### Work request
From the entries that follow, extract each line holding the string "mouse".

### Records drawn from a dataset
Issue #178, opened 2018-09-02
GameStudio: async asset loading


xen2:
We don't need to load all projects/assets before the editor is usable.
This can happen asynchronously in the background.
Two options:
(1) Still load all assets automatically, but in the background
(2) Don't load asset automatically, but on demand (asset selected/edited by user)

Note: At some point we changed our file format to use ref!! (which should be !!ref btw), so that we can easily scan files for references without deserializing full Yaml. The idea is to be able to quickly figure out dependencies if not all assets are loaded yet but we want to load a specific asset asap for editing.

PR #933, opened 2020-12-05
Check for XML documentation file and document dependencies. Fixes #917

### LINKED ISSUE #917: Game Studio doesn't show tooltip for public properties that have <userdoc> or <summary>

**Version**: 4.0.0.1-beta04-1317

**Platform(s)**: Windows

**Describe the bug**
When `<userdoc>` is added to a public property, game studio should show the text when the mouse is over that property in the Property Grid. But it remains blank. Intellisense in Visual Studio shows the text as expected when using `<summary>`.

**To Reproduce**
1. Attach script to Entity.
2. Add public property in script.
3. Add `<userdoc>` in XML comment above the property with text.

**Expected behavior**
Game studio shows text when hovering over property.

**Screenshots**
Screenshot 2020-11-20 143720
Screenshot 2020-11-20 143807

**Log and callstacks**
None

**Additional context**
Maybe game studio could also show the text in `<summary>` so that using both is unnecessary.

AmbulantRex:
# PR Details

This changes the way that documentation is cached for the editor to consider the standard XML documentation if available as a fallback when usrdoc is not provided. It will also now look at dependencies of solution project assemblies.

***Recreated due to invalid GitHub link with commit user.***

## Description

When first loading a project, the UserDocumentationService caches docs it finds in the `.usrdoc` files. This is a simple key-value format and is not generated automatically by Stride projects. The XML documentation file can be produced easily by including the appropriate directives in a csproj file as laid out in https://docs.microsoft.com/en-us/dotnet/csharp/codedoc. With this change, we will first look for a `.usrdoc` file before falling back to the `.xml` path. A future enhancement could be made to respect the project's specified documentation path. When looking at XML, it only considers the `<userdoc>` element

## Related Issue

https://github.com/stride3d/stride/issues/917

#1102 

## Motivation and Context

When <userdoc> is added to a public property, game studio should show the text when the mouse is over that property in the Property Grid. The only supported file is a custom key-value doc with the `.userdoc` extension and XML documentation is ignored. The `<userdoc>` element is currently what is being used in the `.usrdoc` file so the convention is continued here. 

## Types of changes

## Checklist


xen2:
Thanks, good change!
I am a little bit worried about the large XML parsing in the main thread. I wonder if it could be moved outside of UI thread (i.e. using async, Task or Lazy).
Maybe not trivial since it seems needed while building the nodes in `DocumentationNodeUpdater`.  Possibly `DocumentationData.Key` needs to change from `string` to `Task<string>`?

AmbulantRex:
XML Parsing is slow, but I'm not sure what an average size of this file would be. My project is small/medium that I was testing against with a 132 KB docs file and it wasn't perceptible. Using async should be okay. When you say DocumentationData.Key, are you referring to the cachedDocumentations dictionary in here? Since I will have parsed by that point should I attempt to wrap the parsing of the files in an async task instead?

AmbulantRex:
@xen2

AmbulantRex:
@xen2 I'm just coming back to this now. It seems like the async changes you discussed are related to #178. I'm not familiar enough with the engine to make a change that drastic. 

This information doesn't seem like something we should be caching on-demand as it generates with the build. Should we instead pre-cache while loading the projects into the session?

For example, the following area:
https://github.com/stride3d/stride/blob/a8977da1e215e301ed5f9af6d1ca44cc6a853004/sources/editor/Stride.Core.Assets.Editor/ViewModel/SessionViewModel.cs#L1260-L1270

Could be modified to perform this work like this:
```csharp
internal void ProcessAddedProjects(LoggerResult loggerResult, WorkProgressViewModel workProgress, bool packageAlreadyInSession)
{
    var newPackages = new List<PackageViewModel>();
    var documentationService = ServiceProvider.Get<UserDocumentationService>();
    foreach (var package in session.Projects.Where(x => !packageMap.ContainsValue(x)))
    {
        var viewModel = CreateProjectViewModel(package, packageAlreadyInSession);
        viewModel.LoadPackageInformation(loggerResult, workProgress);
        newPackages.Add(viewModel);

        // Add documentation at load time.
        foreach (var packageAssembly in viewModel.LoadedAssemblies)
        {                    
            documentationService.CacheAssemblyDocumentation(packageAssembly.Assembly);
        }
    }
    ProcessAddedPackages(newPackages);
}
```
(Is there a better place?)

These `.xml` and `.usrdoc` files are generally quite small for most projects and we already require a reload on code change. What are your thoughts?

sources/editor/Stride.Core.Assets.Editor/Services/UserDocumentationService.cs
```diff
@@ -95,59 +104,142 @@ private bool CacheAssemblyDocumentation([NotNull] Assembly assembly)
...
-                                location = asm.Path;
-                                break;
+                                var name = asm.Assembly.GetName();
+                                if (name.Name == assemblyName)
+                                {
+                                    location = asm.Path;
+                                    break;
+                                }
                             }
                         }
```
Eideren, line 129: A nitpick if you have time: this function works fine but it's kind of a mess right now; 
Those scopes don't really need to be as deep as they are, ex: you can merge two ``if`` together, return from one other ...
You could swap some of your logic around to avoid calling ``CacheAssemblyDocumentationFromPath(..., location)`` below when ``location`` has not changed, like calling it within the if scope above this instead and move the one below this to an else of the ``if (string.IsNullOrEmpty(location))`` test.

Eideren (commented):
Thanks for looking into this, looks pretty good !
I agree with xen's comment though, this could be done on a background thread/task while the thread it was started on continues loading the rest of the project. Those documentation files can get quite heavy with bigger projects and there's no reason to block the project from loading while you load tooltips in.

Edit: The systems you are interacting with are self contained, #178 shouldn't matter in your case. You can just spawn a new task like you would in c# and do your work in there while making sure that the other functions of this type are thread safe.

sources/editor/Stride.Core.Assets.Editor/Services/UserDocumentationService.cs
AmbulantRex: I did some superficial work to flatten this logic. I didn't go crazy since it's late, but let me know if you'd like to see more than that.

AmbulantRex:
@Eideren mind giving this one another look? I _think_ this should take care of the concurrency concerns, but my fire-and-forget per assembly vs. one `Task` with the foreach loop within has me second guessing myself.

manio143:
@AmbulantRex while you're working on this service can you take a look at fixing #1102? Should be quick, as it just needs a replace of `+` with `.` wherever the Type.FullName is used.

sources/editor/Stride.Core.Assets.Editor/Services/UserDocumentationService.cs
```diff
@@ -23,57 +27,57 @@ public class UserDocumentationService
...
-                var suffix = propertyKey.Name.Split('.').Last();
-                var key = $"F:{declaringType}.{suffix}";
-                return cachedDocumentations.TryGetValue(key, out string result) ? result : null;
+        public void ClearCachedAssemblyDocumentation([NotNull] Assembly assembly)
+        {
+            var assemblyName = assembly.GetName().Name;
+
+            lock (lockObj)
+            {
+                documentedAssemblies.Remove(assemblyName);
```
Eideren, line 76: You need to clear from ``undocumentedAssemblies`` as well, right ?

sources/editor/Stride.Core.Assets.Editor/Services/UserDocumentationService.cs
```diff
@@ -89,65 +93,161 @@ private bool CacheAssemblyDocumentation([NotNull] Assembly assembly)
...
-                            if (separator < 0 || separator >= line.Length - 1)
-                                continue;
-
-                            var key = line.Substring(0, separator);
-                            var documentation = line.Substring(separator + 1);
-                            cachedDocumentations[key] = documentation;
+                            continue;
                         }
+
+                        cachedDocumentations.TryAdd(key, documentation);
```
Eideren, line 192: ``cachedDocumentations[key] = documentation;`` otherwise documentation changes will keep the initial value

Eideren (commented):
Almost done, two small issues ! 

Do note that right now documentation removed while systems are running are not removed from this cache, I don't think it's a big deal as it would increase complexity quite a bit for something that has no side effect. If someone has a good argument to make sure it's cleaned up feel free to step in.

As for @manio143 's suggestion, if you really want to go the extra mile you could look at the source for those formats to see how/why it formats inner class with a ``.`` instead of a ``+`` and replicate that formatting on our end to make sure that it's always accurate. Feel free to just do a string replace ``+``->``.`` if you don't have time.

AmbulantRex:
> 
> 
> Almost done, two small issues !
> 
> Do note that right now documentation removed while systems are running are not removed from this cache, I don't think it's a big deal as it would increase complexity quite a bit for something that has no side effect. If someone has a good argument to make sure it's cleaned up feel free to step in.
> 
> As for @manio143 's suggestion, if you really want to go the extra mile you could look at the source for those formats to see how/why it formats inner class with a `.` instead of a `+` and replicate that formatting on our end to make sure that it's always accurate. Feel free to just do a string replace `+`->`.` if you don't have time.

I was able to throw in the simple replacement as part of this one. I dug around to see if there was a more elegant way to solve it, but .NET under the hood populates the qualified name using `+` for subclasses. The classes in the engine that dealt with this were very generic so I was afraid of unintended consequences modifying it any further up the chain, but I could come back to it if I come across a better way down the road.

sources/editor/Stride.Core.Assets.Editor/Services/UserDocumentationService.cs
```diff
@@ -23,57 +27,69 @@ public class UserDocumentationService
...
         {
             if (propertyKey == null) throw new ArgumentNullException(nameof(propertyKey));
+            var ownerType = propertyKey.OwnerType;
+            if (ownerType == null)
+                return null;
+
+            if (!CacheAssemblyDocumentation(ownerType.Assembly))
+                return null;
+
+            var declaringType = ownerType.FullName;
```
manio143, line 71: Can you also do the replace `+`, `.` here? Thanks

AmbulantRex: I'll give it a look!

Issue #952, opened 2020-12-10
Build fails when BaseIntermediateOutputPath is absolute path (Stride.Core.Assets.CompilerApp.targets)


jaredthirsk:
**Release Type**: Official Release

**Version**: 4.0.0.1-beta04-1347

**Platform(s)**: Windows

**Describe the bug**
Build fails when $(IntermediateOutputPath) is absolute path

**To Reproduce**
1. Create Directory.Build.props file in parent directory with this:

``` xml
<Project>
  <PropertyGroup>
    <BaseIntermediateOutputPath>z:\mydir\obj\$(MSBuildProjectName)\</BaseIntermediateOutputPath>	  </PropertyGroup>
</Project>
```

**Expected behavior**
Build from VS2019 succeeeds

**Log and callstacks**
```
4>C:\Users\ja\.nuget\packages\stride.core.assets.compilerapp\4.0.0.1-beta04-1347\buildTransitive\Stride.Core.Assets.CompilerApp.targets(81,5): error MSB3491: Could not write lines to file "C:\mydir\Stride\myapp.Stride.Windows\z:\mydir\obj\myapp.Stride.Windows\Debug\win-x64\stride\assetcompiler-uptodatecheck.inputs.expanded". The given path's format is not supported.
```

**Idea for fix:**

In Stride.Core.Assets.CompilerApp.targets, change this:

``` xml
<StrideCompileAssetUpToDateCheckFileBase>$(ProjectDir)$(IntermediateOutputPath)stride\assetcompiler-uptodatecheck</StrideCompileAssetUpToDateCheckFileBase>
```

to this:

``` xml
<StrideCompileAssetUpToDateCheckFileBase>$(IntermediateOutputPath)stride\assetcompiler-uptodatecheck</StrideCompileAssetUpToDateCheckFileBase>
```

jaredthirsk:
There may be a couple more places in this file that also need the chagne.

line 214:
```
<Exec Command="&quot;$(StrideCompileAssetCommand)&quot; --pack --package-file=&quot;$(MSBuildProjectFullPath)&quot; --build-path=&quot;$(BaseIntermediateOutputPath)stride\pack&quot;" ConsoleToMsBuild="true">
```

line 43:
```
<StrideCompileAssetOutputPath Condition="'$(StrideCompileAssetOutputPath)' == '' and '$(StridePlatform)' == 'Android'">$(IntermediateOutputPath)assets\data</StrideCompileAssetOutputPath>
```

[...]

PR #956, opened 2020-12-11
Allow absolute paths in $(IntermediateOutputPath)

jaredthirsk:
# PR Details

## Description

Remove $(ProjectDir), only rely on naked $(IntermediateOutputPath) which is typically relative, but this change allows IntermediateOutputPath to be an absolute path.
May require current working directory is set correctly for the typical case. 

## Related Issue

#952  

## Motivation and Context

I moved my IntermediateOutputPath to a ramdisk on a different drive, and so $(ProjectDir)$(IntermediateOutputPath) results in two absolute paths crammed into one which breaks the build.

## Types of changes

## Checklist


jaredthirsk:
I believe this breaks the samples due to incorrect working directory.  See issue for discussion of more potential fixes.

jaredthirsk:
See https://github.com/jaredthirsk/stride/blob/master/sources/assets/Stride.Core.Assets.CompilerApp/build/Stride.Core.Assets.CompilerApp.targets for my latest fixes (working so far with both relative and absolute $(BaseIntermediateOutputPath)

### Task answer
When `<userdoc>` is added to a public property, game studio should show the text when the mouse is over that property in the Property Grid. But it remains blank. Intellisense in Visual Studio shows the text as expected when using `<summary>`.
When <userdoc> is added to a public property, game studio should show the text when the mouse is over that property in the Property Grid. The only supported file is a custom key-value doc with the `.userdoc` extension and XML documentation is ignored. The `<userdoc>` element is currently what is being used in the `.usrdoc` file so the convention is continued here. 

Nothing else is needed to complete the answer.